Written by on July 21, 2020

BEFORE the outbreak of Covid-19, most companies and individuals were a bit reluctant to enhance the use of digital platform which reduces human to human contact.

Most customers did not trust the use of the digital platforms-perhaps it could because of due to lack of infrastructure to support the system.

Zambia’s business players have now seen the importance of enhancing their digital platforms and making sure that their customers trust their systems.

Take for instance Lafarge Zambia plc which has successfully braved the current harsh economic business environment which has been caused by the outbreak of Covid-19.

Lafarge could be one of the few companies that are braving the pandemic as most of them are struggling to keep their businesses afloat.

Digitalisation is what has helped Lafarge Zambia to keep its business afloat during this pandemic era.

It is however important that the cement producer started working on their digital platform two years ago, before the outbreak of Covid-19.

The company has braved the soaring business environment as it is delivering about 1.2 million bags of cement on a monthly basis by leveraging on digital platform from its partners, Afri delivery, which is a food delivery company.

The company has partnered with Afri delivery to distribute cement for which 1.2 million bags are being sold on a monthly basis as the company services its retail clientele.
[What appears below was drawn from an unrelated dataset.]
Issue #590, opened 2014-04-23
Client performing introspection needs all scopes the token was issued with


alimfeld:
We have a setup with multiple resource servers and one relying party accessing those resource servers. The relying party gets an access token (issued to the relying party client) to do so. The access token has multiple custom scopes associated with it. We use a custom scope per resource server the relying party accesses. The resource server then uses the introspection endpoint to introspect the access token and maps the returned scopes to granted authorities. Every resource server allows access only in case the custom scope defined for this specific resource server is associated with the access token.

“As Lafarge Zambia, we are doing well, there were some digital initiatives that we started last year just to be proactive with our customers and through this whole tragedy, there has been a silver lining that we have kind of accelerated and put a lot more effort into some of technology solutions,” said Company Chief Executive Officer, Jimmy Khan.

Over the past few months, we have seen how digital technology helps in the fight against Covid-19.
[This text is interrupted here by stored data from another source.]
PR #704, opened 2014-10-12
Add a useNonce attribute into ServerConfiguration to indicate if the IdP accepts the nonce value into its requests.

rafaelweingartner:
Changes requested on pull request 682 done.
Again, I am sorry for the trouble of opening a new pull request


jricher:
Just a note, this code has now been reverted from the main library as Google is now spec compliant and this hack is no longer needed.

PR #745, opened 2014-12-24
add @Transient to function getAuthorizedGrantTypes() so it does not pers...

cbelhaffef:
...ist


jricher:
Rebased and merged in e801505 and 7d649e5, thanks!

PR #763, opened 2015-02-11
Support for i18n of user interface

fjollberg:
Support for localised user interface with translations for Swedish.

Would it be possible to merge something like this?

The default locale resolver is currently a fixed locale resolver configured to use English, which can be overridden in overlays to fit into the locale resolve strategy at your site. There is currently no user interface added to select locale.

oic

Optimisations that can be made:
* Remove localised strings from HTML templates to decrease size.
* Use JSP for templates and use Spring for translations to the extent possible and cache templates
  in reverse proxy or similar in order to decrease the amount of JavaScript translations.


jricher:
This looks fantastic! We'll review this and look to pull it in to 1.2, thank you very much!

jricher:
I changed the configuration to use the existing ConfigurationPropertiesBean instead of a separate configuration file; this new resolver could be extended/replaced to handle per-user locales or other runtime configurations if desired.

The only thing I don't like about this approach is that the server-side translations and javascript translations are in separate files and formats. I'm not sure how to collapse these without having one mechanism's resource automatically create the other, but I'm filing a new issue to explore that.

Above all, thank you! This is great!

PR #818, opened 2015-05-22
Update topbar.tag

### LINKED ISSUE #816: Small bug in topbar when family name is given
openid-connect-server-webapp/src/main/webapp/WEB-INF/tags/topbar.tag; Line 21:

```xml
<c:set var="longName" value="${ userInfo.givenName } {$ userInfo.familyName }" />
```
for the second variable, *{* and *$* are swapped. Should be:
```xml
<c:set var="longName" value="${ userInfo.givenName } ${ userInfo.familyName }" />
```

praseodym:
Fixes #816


jricher:
Good catch, thank you!

PR #819, opened 2015-05-23
Support for PostgreSQL

praseodym:


jricher:
Thanks, this is great. Are there many differences between the HSQL or MySQL table files and this one? I've got some changes in a branch that will be adding a stack of new tables to the database so I want to make sure I can put these all in parallel with each other.

praseodym:
I started with the HSQL file and only need to replace the generated id columns. In fact this is the entire diff between the HSQL and PostgreSQL files: https://gist.github.com/praseodym/86c04f7ed87aaa3d92e7

jricher:
Sounds good, that's a very similar change between the HSQL and MySQL versions, too.

jricher:
Rebased and merged in 742ceea18283478c8958111b0f5eaeda8ef18fcb

praseodym:
Cheers!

Several recent blogs discussed how expanding digital services can help alleviate the impact of Covid-19 on the economy now and boost the growth later.

Countries with wider internet access and safer internet servers tend to have better infrastructure (such as energy and transport), stronger governance and human development to cope with pandemics.

This, however is not the case for Zambia which is still building its internet connectivity to make sure that it is stable and always available.

With the coming of the ‘New Normal’ stable internet connectivity has become imperative as most companies have taken the working from home initiative.

Customers are struggling to trust technology because even with digitised solutions, most will still want physical interface. This could be as a result of poor digital platform.

There are clear winners and losers emerging in the platform ecosystem amid the Covid-19 crisis. 

The sudden disruption of economic activity brought on by COVID-19 means that many companies have had to rethink their business strategies, with demand for face-to-face services, non-essential goods and leisure providers having been heavily curtailed. 

Subjective evidence suggests African businesses have already started pivoting towards the provision of essential goods and services, leveraging platform business model features.